# [What to work on]
Give back exactly the lines from the one holding "-17,6 +17,7 @@" to the last line of the entries, both included, and nothing more.

Segment Start: Records provided

PR #3300, opened 2015-10-11
added support for cassandra as session store

angleto:
this code enable the possibility to use cassandra as session store, a pull request with templates modifications is going to be open on sails-generate-backend repository.

### DIFF
--- a/CHANGELOG.md
+++ b/CHANGELOG.md
@@ -17,6 +17,7 @@
 * [ENHANCEMENT] Support CSRF hook route configuration [#2366](https://github.com/balderdashy/sails/issues/2366)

Segment End: Records provided

# [Reply to the exercise]
@@ -17,6 +17,7 @@
 * [ENHANCEMENT] Support CSRF hook route configuration [#2366](https://github.com/balderdashy/sails/issues/2366)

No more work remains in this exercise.